Start of Block

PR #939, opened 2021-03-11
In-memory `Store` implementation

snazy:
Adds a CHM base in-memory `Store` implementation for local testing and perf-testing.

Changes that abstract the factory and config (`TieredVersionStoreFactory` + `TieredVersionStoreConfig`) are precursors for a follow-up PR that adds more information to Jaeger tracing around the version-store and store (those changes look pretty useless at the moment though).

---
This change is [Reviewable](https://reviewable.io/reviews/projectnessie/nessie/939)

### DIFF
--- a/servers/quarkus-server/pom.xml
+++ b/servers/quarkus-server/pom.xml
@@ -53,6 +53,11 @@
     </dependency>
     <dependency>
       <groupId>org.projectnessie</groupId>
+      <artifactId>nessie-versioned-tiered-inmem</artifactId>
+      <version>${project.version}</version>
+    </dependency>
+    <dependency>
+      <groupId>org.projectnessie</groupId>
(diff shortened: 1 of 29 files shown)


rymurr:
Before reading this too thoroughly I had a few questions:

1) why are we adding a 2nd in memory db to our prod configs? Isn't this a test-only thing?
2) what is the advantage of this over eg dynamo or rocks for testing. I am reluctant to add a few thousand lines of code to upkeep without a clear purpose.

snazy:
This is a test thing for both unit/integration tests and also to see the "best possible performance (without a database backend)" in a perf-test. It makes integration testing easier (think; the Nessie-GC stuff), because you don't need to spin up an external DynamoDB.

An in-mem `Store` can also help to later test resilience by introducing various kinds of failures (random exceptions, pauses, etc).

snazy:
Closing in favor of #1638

End of Block

Above are the records; report each line in them that includes the word "implementation".

WRITTEN RESPONSE:
In-memory `Store` implementation
Adds a CHM base in-memory `Store` implementation for local testing and perf-testing.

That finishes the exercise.